Summertime Panzanella

half a loaf of day or two old bread or rolls (I used 3 deli-style rolls)
1 pound poached chicken breasts, cooled and cubed (completely optional)
5-8 ripe tomatoes
1/2 cup freshly grated parmesan
1/2 red onion
couple of fresh basil leaves
1/3 cup olive oil
2 tablespoons red wine vinegar
salt and pepper to taste

Cut the bread into thick slices and toast on Light, just to dry them out a bit more.  Then tear the bread into bite-size pieces; no need for precision.

Chop the tomatoes into about a 1-inch dice, and finely chop the onion.  Tear the basil leaves into small pieces.

Combine the chicken, bread, tomatoes, onion, basil and parmesan in a bowl; toss to combine.

Whisk the oil and vinegar together and pour over the contents of the bowl; add salt and pepper to taste and toss again.

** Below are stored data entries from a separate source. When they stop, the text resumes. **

PR #152, opened 2026-07-17
refactor(daemon): Effect v4 boot orchestration (CODE-244, Phase 1)

AprilNEA:
## Summary

Rewrites the daemon's boot/shutdown orchestration (`apps/daemon/src/index.ts`) as an Effect v4 layer graph, and hardens the identity probe (`runtime.ts`) against timeout misclassification. Engine internals are untouched (Phase 2 is explicitly out of scope until Effect v4 reaches stable/LTS). Decision record in CODE-244.

- **Layers** acquire Shared (config, double-start gate, hub) → Engine → Listeners → RuntimeFile → Uplink; finalizers run LIFO, replacing the hand-maintained `servers[]` / `stopUplink` / `once(shutdown)` choreography.
- **Signals** are handled from the moment the runtime starts (previously registered only after full boot): SIGINT/SIGTERM interrupt the root fiber at any boot phase and unwind exactly the layers acquired. A second signal, or a drain exceeding 10s, force-exits.
- **Exit codes** preserved via custom `runMain` teardown: graceful drain `0`, already-running `3` (`DAEMON_EXIT_ALREADY_RUNNING`), anything else `1` (runMain's default would leak `130` on signals, which the supervisor would count as a crash).
- **Probe hardening**: `probeDaemonIdentity` now retries timeouts (2×) before classifying a port occupant as foreign — a slow-but-live daemon misread as foreign let a second daemon of the same profile hunt past it and split `daemon.db`.
- `effect` + `@effect/platform-node` are exact-pinned betas, devDependencies, bundled via tsup `noExternal` (drizzle-orm pattern) — deploy closures unchanged, bundle 6.2 → 7.4 MB, still a single file.

## Verification

- `pnpm check:ci` (0 errors) and `pnpm test` (1074/1074) green.
- Live smoke against the built bundle in an isolated fake `$HOME`:
  - boot → `GET /linkcode` identity OK; SIGTERM → LIFO teardown, `runtime.json` removed, exit 0;
  - double start → `already running`, exit 3;
  - SIGTERM mid-probe (probe pinned by 5s fake agent shims) → clean rollback in ~6ms, no listener bound, no `runtime.json`, exit 0 — this scenario was a hard kill (or, cold-start, a hang) before.
- Not live-tested: the drain-timeout / second-signal force-exit path (needs an artificially hung `engine.stop`), and a packaged utilityProcess run — flagged in CODE-244 as the remaining acceptance item.

## Notes for review

- Boot semantics are otherwise parity with master, including the probe being awaited before listeners bind — #141 (CODE-225) changes that; whichever lands second absorbs the other (in the layer model the fork is deleting one dependency edge).
- Finalizer-order nuance vs master: `engine.stop()` now runs before the explicit `hub.close()` (both idempotent; master double-closed in the opposite order); uplink now stops before `runtime.json` removal instead of after.
- Effect v4 postdates model training cutoffs; added to the root `AGENTS.md` Never-Guess list with a pointer to the installed `.d.ts` / migration guides.


AprilNEA:
Rebased onto master (04f8ad0b) absorbing #141: `EngineLive` no longer awaits the boot probe — `collect()` stays a pending promise passed to the engine as `agentRuntimesReady`, and the consented-agent refresh loop (#140) rides it. Also folded in a review finding from the effect-ts skill: the ordering-only `RuntimeFile`/`Uplink` tags collapsed into one `Layer.effectDiscard` lifecycle layer (same finalizer order).

Re-verified against the built bundle: with the probe pinned by 5s fake agent shims, listeners now bind at ~150ms (previously blocked for the whole probe), and a SIGTERM while the probe is still pending drains cleanly to exit 0 with runtime.json removed. check:ci 0 errors, 1092/1092 tests.

PR #156, opened 2026-07-17
fix(agent-adapter): probe scans PATH before fallback install locations (CODE-220)

PeronGH:
Fixes CODE-220.

## What

`AgentCliProbe.knownLocations()` now derives candidates from the daemon's own `PATH` first — absolute entries only (relative/empty segments dropped, Windows-style quotes stripped), each joined with `binaryName()` — then appends the per-platform fallback table, deduped. First `--version` vendor-marker-verified candidate wins, so PATH order remains the user's declared precedence.

- **win32**: the fallback table stays empty by design — Windows GUI processes inherit the registry-composed user PATH, and every install channel (winget Links, claude installer's `%USERPROFILE%\.local\bin`, scoop shims) rides PATH. Detection was previously *permanently empty* on Windows.
- **linux**: fallback table gains `/usr/bin` (distro packages, e.g. AUR/Arch).
- `--version` probe timeout 5s → 10s (Defender first-touch scans).

Accepted limitations and the design decision trail are on CODE-220; the user-configured binary-path override follow-up is CODE-250.

## Verification

- New `knownLocations` unit tests (PATH ordering, filtering, dedupe, end-to-end `detect()` through a stubbed PATH entry); all probe tests green.
- `pnpm check:ci` green; `pnpm test` has two failures pre-existing on the base commit (`registry-client` env-specific timeout, `engine-file-suggest` flake) — verified identical with this change stashed.
- Live probe on a real machine (WSL2/Arch): detects `/usr/sbin/claude` 2.1.212 (AUR install, previously invisible to the curated table) in ~220ms.


PeronGH:
Recreating from an ASCII branch name (Linear's auto-slug of the Chinese title was used by mistake).

PR #170, opened 2026-07-17
fix(daemon,agent-adapter,engine,assets): hide win32 console windows on daemon child spawns (CODE-236)

PeronGH:
## Problem

On packaged Windows builds, opening the embedded terminal pops a visible system console window (Windows Terminal / conhost). Root cause: the daemon runs console-less inside Electron's `utilityProcess`, and the PTY sidecar (`linkcode-pty.exe`, a console-subsystem Rust binary) was spawned without `windowsHide: true`, so Windows allocates a fresh visible console (`CREATE_NO_WINDOW` missing).

## Change

Sweep of every daemon-side child-process call — all now pass `windowsHide: true` (12 sites):

- **daemon**: PTY sidecar (the reported popup), aigateway sidecar
- **engine**: `runCommand` (every git call), loop verify-check shell runner
- **agent-adapter**: probe `--version` / claude `auth status` / codex `login status`, claude login, codex app-server, grok headless, opencode history server (cross-spawn)
- **assets**: win32 zip extraction via System32 bsdtar

Also records the rule as root `AGENTS.md` invariant #6 (silent, Windows-only failure mode).

Out of scope (node_modules): claude SDK already hides its own CLI spawns (verified in sdk.mjs); opencode SDK's `createOpencodeServer` does not — noted on the Linear issue.

## Verification

- `pnpm check:ci` clean; targeted vitest run over the touched modules (82 passed; sidecar integration test skipped — needs the built Rust binary)
- **Outstanding**: packaged-Windows manual check (open terminal / codex session / git refresh → no console window) — tracked on CODE-236

https://linear.app/arcbox/issue/CODE-236

### DIFF
--- a/AGENTS.md
+++ b/AGENTS.md
@@ -11,6 +11,7 @@ Each of these breaks the product, a release, or the build with **no loud error**
 3. **Native deps must be allow-listed.** pnpm blocks install scripts by default; a native dep (e.g. `better-sqlite3`) missing from `allowBuilds:` in `pnpm-workspace.yaml` installs fine but fails at `require()` time with missing bindings.
 4. **CI does not run `pnpm test`.** The vitest suite (~57 test files, node-env pure logic) is absent from `check:ci` and from every workflow — CI gates only format/lint/typecheck plus the Rust job. A green PR does not mean the tests pass; run `pnpm test` yourself before every commit.
 5. **A release is a version+tag pair.** Bump `apps/desktop/package.json` `version`, then push a `v*.*.*` tag; CI fails unless `v${version}` equals the tag. Never hand-tag or hand-edit workspace versions ([`docs/RELEASE.md`](docs/RELEASE.md)).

Cover the bowl with plastic wrap and let it sit on the counter for 20-30 minutes.

Serve and enjoy.

Larry, the Peep, and I each had two bowlfuls.  The small amount of leftovers from dinner were perfect for lunch the next day; I was worried the bread would be too too soggy, but it wasn’t at all.

I could imagine adding red peppers (roasted or fresh), or some small bits of mozzarella.  The chicken was fine, but a completely neutral element; I think it could have been eliminated without anyone noticing.  That said, it did make for a complete meal.  Without the chicken, maybe you’d need a small sandwich to round things out.